Been seeing mixed reviews on the three hundred, most recently in maximum pc magazine. As Inteligent said, Id love to see one in action.


----------



## intel igent (Jun 9, 2008)

J-Man said:


> There's a twelve hundred out.



thnx, but this thread is about a 300


----------



## mikek75 (Jun 9, 2008)

What sort of pics do you want, interior or just exterior? TBH its pretty plain to look at which is just what I wanted, I'm not into flashing lights etc. It was easy to put together, no cuts in my hands either, LOL. I think the temps are pretty stunning considering the ambient and the fact that I'm just using a Freezer Pro 7, and its quiet enough. My only gripe is the HDDs bolt straight to the cage which isn't removable, and there are no rubber grommets for sound deadening, but other than that I can't see anything wrong with it, I had all my parts transferred in about 2 hours.

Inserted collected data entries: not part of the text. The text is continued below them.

PR #4457, opened 2026-06-01
fix(agents): preserve volatile context source order

KyleAMathews:
## Summary

Remove a global `.sort()` by `at` timestamp in `assembleContext()` that was undoing the semantic reordering performed by `reorderInterruptedRuns()`. When SIGINT races ahead of buffered runtime writes, the interrupted assistant run now correctly appears before the interrupt marker in the model transcript.

## Root Cause

`assembleContext()` collected volatile messages from all sources, then globally sorted them by their `at` (stream offset) value. Meanwhile, `reorderInterruptedRuns()` in the timeline layer intentionally reorders aborted runs before the SIGINT signal that raced ahead of them—giving the model a coherent transcript where the partial response precedes the interruption.

The global sort undid this reordering: the SIGINT (lower offset, because it's appended directly by the server) was placed before the aborted run output (higher offset, because it's buffered through the runtime producer). The model then saw an interruption marker before any assistant output, breaking transcript coherence.

## Approach

Remove the `volatileMessages.sort()` call entirely. Volatile sources already return messages in their intended order—`timelineMessages()` projects through `materializeTimeline()` → `reorderInterruptedRuns()` to produce the correct model-facing sequence. The `at` field is preserved as metadata for budget truncation ranges and load tools, but no longer drives global ordering.

**Key invariant**: volatile messages appear in source-registration order (all messages from source A, then all from source B, etc.), with each source's internal order preserved exactly as returned.

**Trade-off**: budget truncation under pressure now drops messages from earlier-registered sources first (instead of oldest-by-timestamp first). This is the intended behavior—source ordering is more semantically meaningful than raw stream offsets.

## Non-goals

- The CI hardening commit (`2a95b8a17`) is bundled here but independent—it adds CODEOWNERS for `.github/`, fork-PR guards on benchmarking/load-test workflows, and least-privilege permission tightening.

## Verification

```bash
cd packages/agents-runtime
pnpm vitest run test/use-context-volatile-interleave.test.ts
pnpm vitest run test/timeline-context.test.ts
```

## Files changed

| File | Change |
|------|--------|
| `packages/agents-runtime/src/context-assembly.ts` | Remove `volatileMessages.sort()` call |
| `packages/agents-runtime/test/use-context-volatile-interleave.test.ts` | Update existing test expectations, add `at` assertions, three-source ordering test, and end-to-end integration test wiring `materializeTimeline` through `assembleContext` |
| `.github/CODEOWNERS` | Require admin review for `.github/` changes |
| `.github/workflows/benchmarking.yml` | Drop CONTRIBUTOR from trigger, add fork-PR guard |
| `.github/workflows/load_test.yml` | Add fork-PR guard |
| `.github/workflows/ts_tests.yml` | Downgrade `packages: write` → `read` |
| `.github/workflows/changesets_release.yml` | Remove `cache: pnpm` from setup-node |
| `.changeset/fix-sigint-context-order.md` | Changeset for `@electric-ax/agents-runtime` patch |

### DIFF
--- a/.changeset/fix-sigint-context-order.md
+++ b/.changeset/fix-sigint-context-order.md
@@ -1,0 +1,5 @@
+---
+'@electric-ax/agents-runtime': patch
+---
+
+Preserve volatile context source order in `assembleContext()` instead of globally sorting by `at` timestamp. Fixes a bug where the SIGINT reordering performed by `reorderInterruptedRuns()` was undone by a downstream sort, causing interrupted run output to appear after the interrupt marker in the model transcript.
--- a/packages/agents-runtime/src/context-assembly.ts
+++ b/packages/agents-runtime/src/context-assembly.ts
@@ -313,7 +313,12 @@ export async function assembleContext(
     }
   }
 
-  volatileMessages.sort((left, right) => left.at - right.at)
+  // Preserve volatile source order. Volatile sources such as
+  // ctx.timelineMessages() may return a model-facing transcript order that
+  // intentionally differs from raw stream-offset order, e.g. interrupted run
+  // output before the SIGINT marker that raced ahead of buffered runtime
+  // writes. `at` remains metadata for truncation ranges and load tools, but it
+  // must not globally reorder already-projected context.
 
   const remainingBudget = Math.max(0, config.sourceBudget - budgetUsed)
   const accepted: Array<VolatileMessage> = []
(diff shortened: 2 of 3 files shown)


kevin-dp (approved):
This is changing the configuration of several CI workflows that seem unrelated to the goal of this PR.

.github/workflows/changesets_release.yml
kevin-dp, line 36: Why removing this?

PR #4460, opened 2026-06-01
Fix stale Codex auth state in desktop

KyleAMathews:
## Summary
- clear stale Codex desktop auth when no usable access token can be produced
- keep desktop OAuth refresh as the only refresh path for stored credentials
- avoid showing Codex as enabled when the runtime cannot set ELECTRIC_CODEX_ACCESS_TOKEN

## Test
- pnpm --filter @electric-ax/agents-desktop typecheck

### DIFF
--- a/packages/agents-desktop/src/credentials/codex-auth.ts
+++ b/packages/agents-desktop/src/credentials/codex-auth.ts
@@ -283,19 +283,44 @@ async function refreshCodexAuthIfNeeded(
   return next
 }
 
+async function clearCodexAuth(
+  deps: Pick<
+    CodexAuthDeps,
+    `settings` | `getSecretStore` | `saveSettings` | `markCredentialsDirty`
+  >
+): Promise<void> {
+  deps.settings.codex = { enabled: false, source: null }
+  await deps.getSecretStore().delete(CODEX_AUTH_REF)
+  await deps.saveSettings()
+  deps.markCredentialsDirty()
+}
+
 export async function syncCodexEnvironment(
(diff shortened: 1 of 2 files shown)


packages/agents-desktop/src/credentials/codex-auth.ts
```diff
@@ -283,19 +283,44 @@ async function refreshCodexAuthIfNeeded(
   return next
 }
 
+async function clearCodexAuth(
+  deps: Pick<
```
kevin-dp: This `Pick`ed type is the most precise but also verbose and requires more maintenance (any time one of these props changes). I would keep it simple here: `deps: CodexAuthDeps`

packages/agents-desktop/src/credentials/codex-auth.ts
```diff
@@ -283,19 +283,44 @@ async function refreshCodexAuthIfNeeded(
...
+): Promise<void> {
+  deps.settings.codex = { enabled: false, source: null }
+  await deps.getSecretStore().delete(CODEX_AUTH_REF)
+  await deps.saveSettings()
+  deps.markCredentialsDirty()
+}
+
 export async function syncCodexEnvironment(
-  deps: Pick<CodexAuthDeps, `settings` | `getSecretStore`>
+  deps: Pick<
```
kevin-dp: Same comment as before, simplify to: `deps: CodexAuthDeps`

kevin-dp (approved):

PR #4471, opened 2026-06-02
feat(agents-desktop): Add/Edit/Remove UI for MCP servers

### LINKED ISSUE #4465: Add MCP server configuration UI to Desktop
## Summary
Bring MCP server configuration into the Desktop frontend so users can add/manage MCP servers from the app instead of manually editing the global JSON config file.

## Specific context from the check-in
MCP already works, but configuration is still mostly hidden behind existing config files. The transcript called out that this was an early pass that needs to be brought into the frontend:

- Users should be able to add an MCP server from the Desktop app.
- We should avoid requiring users to modify the global JSON config manually.
- There appears to be both global config and workspace-specific config; Desktop should respect/discover the existing behavior.
- Configured MCP servers should be available to Horton/agents.
- This work is already in progress and assigned to Kevin.

## Scope
- Add Desktop/settings UI for MCP server configuration.
- Support the existing global MCP config path.
- Support or clearly surface workspace/project-specific MCP config if that is already part of the runtime behavior.
- Persist config changes made through the UI.
- Validate config enough to catch obvious errors.
- Show useful error/status feedback when an MCP server fails to start/connect.
- Ensure configured servers are exposed to Horton/agents in new sessions.

## Nice-to-have / possible follow-up
- Bundle or one-click-enable Playwright MCP so Horton has browser automation available by default.
- Expose MCP-related actions from the composer plus menu if that fits the UI direction.

## Acceptance criteria
- A user can add an MCP server from Desktop UI without editing JSON manually.
- A user can see configured MCP servers and whether they are available/healthy.
- Config survives app restart.
- Horton/agents can use configured MCP servers.
- Existing manually configured global MCP servers continue to work.
- Workspace/project-specific MCP config behavior is either supported or explicitly documented.
- Invalid config or failed MCP startup produces actionable feedback.

kevin-dp:
Closes https://github.com/electric-sql/electric/issues/4465

## Summary

Adds a form-based **Add / Edit / Remove** flow for MCP servers in the desktop's Settings → MCP Servers page. Before this, the only way to register a server was to hand-edit `settings.json` or a workspace `mcp.json`.

The dialog supports both transports (`http` + `stdio`), all four auth modes (`none`, `apiKey`, `clientCredentials`, `authorizationCode`), and writes through to the global `settings.json mcp.servers` block. Updates flow into the live MCP registry without a runtime restart.

### `@electric-ax/agents` — `BuiltinAgentsServer.setExtraMcpServers(extras)`

Lifts the previously-closure-captured `extras` + last-known mcp.json state onto the class so a public `setExtraMcpServers()` method can replay the same merge path the workspace `mcp.json` watcher already uses. Workspace `mcp.json` still wins on name collision (same precedence rule, single code path).

### `@electric-ax/agents-desktop`

- New IPC verbs `desktop:mcp-upsert` + `desktop:mcp-remove` in `ipc/mcp.ts`.
- `runtime/mcp.ts`:
  - `upsertMcpServer` / `removeMcpServer` — persist to `settings.json mcp.servers`, fire-and-forget push to `setExtraMcpServers`, immediate snapshot rebroadcast so the dialog closes the moment the disk write is done (the transport rebuild — npm install for stdio, MCP handshake — runs in the background and the row animates `connecting → ready`).
  - `enrichSnapshot` — produces a UI-friendly snapshot that knows where each server came from (`settings` / `workspace` / `extras`) and surfaces shadow rows when a `settings.json` name collides with a workspace `mcp.json` entry.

Pics will have to be tommorow as its time I hit the sack.


----------



## mikek75 (Jun 9, 2008)

J-Man said:


> There's a twelve hundred out.



Er, yeah, and its over a hundred quid..... This is about a good budget case, not the latest greatest


----------



## intel igent (Jun 9, 2008)

i've seen pix of the box empty so i 'd like to see pix of it in use (inside+out) if possible


----------



## mikek75 (Jun 9, 2008)

Here ya go, pics as promised. I've re-sized to 800x600, hope theres enough detail.


----------



## mikek75 (Jun 9, 2008)

Really....make your own thread and stop crapping on this one! THIS THREAD CONCERNS THE ANTEC THREE HUNDED ONLY. Thank you.

EDIT Thread Title change request made to erocker! (or any other mod who can oblige, New Title:"Loving my Antec Three Hundred."


----------



## kenkickr (Jun 9, 2008)

Case really doesn't look that bad! Reminds me of the Antec Solo, which was another nice case, but I see yours has the same issue with everything being so cramped once you put the big cards in.  Are you going to paint it or do any mods?  How's the airflow in it?


----------



## mikek75 (Jun 9, 2008)

Nope, I have absolutely no interest in buggering about with it, LOL! I like to concentrate on whats on the screen rather that have a blue glow out the corner of my eye. I think I'm getting old...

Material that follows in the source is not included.